Chelation is a method of treating heavy-metal toxicity, mentioned in this case because of the alleged dangers posed by vaccines containing the mercury-based Thiomersal preservative. Every study ever conducted on vaccines has concluded that no such toxicity is possible, of course, and even if they had, metal toxicity has nothing to do with autism.

Actually, I should admit that one study has found a link between the MMR vaccine and autism; it was run by “Doctor” Andrew Wakefield, who received large sums of money from anti-vaccination lawyers, right around the time he was conducting his research. He is currently facing charges.

When all this is coupled with the fact that chelation therapy itself can have non-trivial negative health effects, even in those who genuinely need it, its use here is absolutely indefensible. But McCarthy was undeterred. After all, hadn’t her son gotten better?

Again, we see the effects of this need to have had some measure of control over everything. Almost 19 per cent of children diagnosed with autism at such a young age will develop out of the disorder’s spectrum entirely, by age seven, and this has no association whatsoever with parental behaviour. Flush your kid with asparagus and chelating agents? 19 per cent. Stuff them with Hamburger Helper and chewing tobacco? 19 per cent.

McCarthy was one of the incredibly lucky few whose child was spared of a lifetime of this crippling disorder, and what did she do with this new lease on life? She turned it into an opportunity to not only spread further pseudoscientific nonsense, but to harm a very large number of people as well.

We tend to think of the mumps and measles as joke diseases; who gets those, right?

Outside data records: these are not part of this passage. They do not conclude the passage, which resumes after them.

PR #2876, opened 2018-08-20
Avoid amount in heap-resize tag due to idle tuning

ashu-mehra:
During idle phase when GC de-commits free heap page, the amount of
memory de-committed is not correctly calculated. As it gets displayed
in gc logs as part of heap-resize tag, it can cause confusion.
So its better to not display this value in the heap-resize tag.

Issue https://github.com/eclipse/openj9/issues/2312

### DIFF
--- a/gc/verbose/VerboseHandlerOutput.cpp
+++ b/gc/verbose/VerboseHandlerOutput.cpp
@@ -926,7 +926,12 @@ MM_VerboseHandlerOutput::outputHeapResizeInfo(MM_EnvironmentBase *env, uintptr_t
 
 	getTagTemplate(tagTemplate, sizeof(tagTemplate), omrtime_current_time_millis());
 
-	writer->formatAndOutput(env, indent, "<heap-resize id=\"%zu\" type=\"%s\" space=\"%s\" amount=\"%zu\" count=\"%zu\" timems=\"%llu.%03llu\" reason=\"%s\" %s />", id, resizeTypeName, getSubSpaceType(subSpaceType), resizeAmount, resizeCount, timeInMicroSeconds / 1000, timeInMicroSeconds % 1000, reasonString, tagTemplate);
+	if (HEAP_RELEASE_FREE_PAGES == resizeType) {
+		/* Do not display 'resizeAmount' as it is not accurate for HEAP_RELEASE_FREE_PAGES type */
+		writer->formatAndOutput(env, indent, "<heap-resize id=\"%zu\" type=\"%s\" space=\"%s\" count=\"%zu\" timems=\"%llu.%03llu\" reason=\"%s\" %s />", id, resizeTypeName, getSubSpaceType(subSpaceType), resizeCount, timeInMicroSeconds / 1000, timeInMicroSeconds % 1000, reasonString, tagTemplate);
+	} else {
+		writer->formatAndOutput(env, indent, "<heap-resize id=\"%zu\" type=\"%s\" space=\"%s\" amount=\"%zu\" count=\"%zu\" timems=\"%llu.%03llu\" reason=\"%s\" %s />", id, resizeTypeName, getSubSpaceType(subSpaceType), resizeAmount, resizeCount, timeInMicroSeconds / 1000, timeInMicroSeconds % 1000, reasonString, tagTemplate);
+	}
 	writer->flush(env);
 }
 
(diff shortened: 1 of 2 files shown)


amicic:
in schema.xml, you'll need to update heap-resize tag to have amount attribute as optional (currently it's marked are required)

ashu-mehra:
@amicic updated the schema as suggested.

gc/verbose/VerboseHandlerOutput.cpp
```diff
@@ -926,7 +926,12 @@ MM_VerboseHandlerOutput::outputHeapResizeInfo(MM_EnvironmentBase *env, uintptr_t
 
 	getTagTemplate(tagTemplate, sizeof(tagTemplate), omrtime_current_time_millis());
 
-	writer->formatAndOutput(env, indent, "<heap-resize id=\"%zu\" type=\"%s\" space=\"%s\" amount=\"%zu\" count=\"%zu\" timems=\"%llu.%03llu\" reason=\"%s\" %s />", id, resizeTypeName, getSubSpaceType(subSpaceType), resizeAmount, resizeCount, timeInMicroSeconds / 1000, timeInMicroSeconds % 1000, reasonString, tagTemplate);
+	if (HEAP_RELEASE_FREE_PAGES == resizeType) {
+		/* Do not display 'resizeAmount' as it is not accurate for HEAP_RELEASE_FREE_PAGES type */
```
charliegracie: Why is resizeAmount not accurate for HEAP_RELEASE_FREE_PAGES?

charliegracie: is this call being made because we have resized the heap? If yes then we know exactly how much we reduced or increased the heap size by.  If we are using this to talk about requesting the OS to release memory for previously freed memory (and the heap size is not changing) then we need a new verbose stanza completely as that is not what this is meant for.

amicic: yes, it's sort of abused stanza/tag. it has however its own type that is printed 'release free pages' or so, as opposed to 'expand' or 'contract'. now without 'amount' being reported, it serves just to report the event of some physical memory being released due to app idleness. it could indeed be a separate tag - I personally have a strong opinion if it should

charliegracie: ok makes sense.... I missed that it had its own tag

amicic: Here is a sample stanza from the parent Issue. Reminded me, it also has unique reason:

<heap-resize id="759" type="release free pages" space="tenure" amount="1261850624" count="1" timems="76.973" reason="idle" timestamp="2018-07-11T15:04:24.175" />

If we remove 'amount' here, we should report it elsewhere (tracepoint).

But I'm not completely convinced we should remove it - another posible alternative (to removing or 'fixing') is just to leave as is and document it: it's a superset, pages that we are releasing, including the ones that might have already been released. It's still valuable info so we can tell what percentage of the heap is unused.

charliegracie: ok I guess I need more details on the value printed in `amount` right now for the `release free pages`? Is it the amount of memory that was decommitted during this resize? Is the confusion that the size may include memory that was previous contracted?

ashu-mehra: @charliegracie whenever we do `heap-resize` with type as `release free pages`, we traverse all entries in the free list and de-commit the pages. Code is present [here](https://github.com/eclipse/omr/blob/91adae92b06795822df6a92435e2763f21d4bec2/gc/base/MemoryPoolAddressOrderedListBase.cpp#L189). We don't know whether the pages being de-committed have a mapping in physical memory or not. If they don't map to physical pages, then de-committing such pages wouldn't have any effect on the memory footprint.
So, the confusion arises because the `amount` is treated as the memory de-committed and is expected to indicate reduction in footprint, which may not be case.

charliegracie: I think having no value is even more confusing.  If we document what the value means when the type is `heap free pages` then I think the current value is ok.

amicic: I would document at both places. For a start, at the place you just referred.

I'd also add it to the verbose GC docs. I don't know if we have any for OpenJ9 yet, but I'd start with IBM one's, and eventually all should be propagated to OpenJ9, too.

I'd open a whole new section here:
https://www.ibm.com/support/knowledgecenter/en/SSYKE2_8.0.0/com.ibm.java.vm.80.doc/docs/mm_gc_pd_verbosegc.html

and call it heap resizing and document all existing types (I can help with the content) and than add the one in question here.

charliegracie: Any update @ashu-mehra

ashu-mehra: I guess if we have decided to just document this behavior, then this PR is no longer required.
I will close it.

And even if you did, what’s the big deal? Well, that’s a reality that was been created specifically by the universality of our vaccination practices.

As people like Jenny McCarthy go on their insane crusade against childhood vaccines, these seemingly innocuous diseases are becoming what they have not been for many, many years: Killers.

Disease rates in the U.K. have changed inverse to their vaccination rates; as ones goes up, the other goes down. The drop from 93 to 78 per cent vaccination rate over the period of 1996 to 2003 was accompanied by an unprecedented spike in infection rates, and this trend has continued.

In November of 2008, they had more cases of the measles than in the entirety of 1996. Even B.C. has been affected by the rejection of vaccines, as last year’s outbreak of mumps was traced to a northern religious community where vaccines are believed to display disrespect for God’s protection.

The U.S. is seeing similar numbers, as is any other area where we see a confluence of overactive parental imagination and staggering naivety.

There are positive examples, however. Actress and all-around dream-boat Amanda Peet has been an outspoken opponent of the anti-vaccination movement. She has been brave in her refusal to back down in the face of the thousands of shrilling harpies who swarm at anyone audacious enough to side with evidence over nonsense. She is a mother, yet she somehow doesn’t allow that to turn her brain into so much granola. She is what McCarthy should aspire to be.

I really shouldn’t pick on Jenny McCarthy too much, though. She is, I must admit, an easy target. While she brings a new level of notoriety to the movement, there are many others who have been doing just what she’s doing, and for far longer.

Religion, for instance, has been a huge contributing factor in vaccine avoidance. Christian churches have been speaking against the HPV vaccine, which can prevent cervical cancer, because they think cervical tumors are a great deterrent to teenage sex. African Islamic mullahs are the one and only reason that polio has not been globally exterminated, as they spread their lies about the vaccine being a Western ploy against Islam. This stuff is everywhere.

But I will use Jenny McCarthy as their emblem, because she is an easy target, and because she is so current and visible. But mostly, I will use her because she has tried to invalidate criticism by playing the wounded mother, whom only a true brute would pick upon.

Well, I would like her to respond to those who have truly lost, such as those parents naive enough to have been suckered by her self-serving lies, and who lost a child as a result.

I hate the anti-vaccination movement. I hate Jenny McCarthy. And you should, too.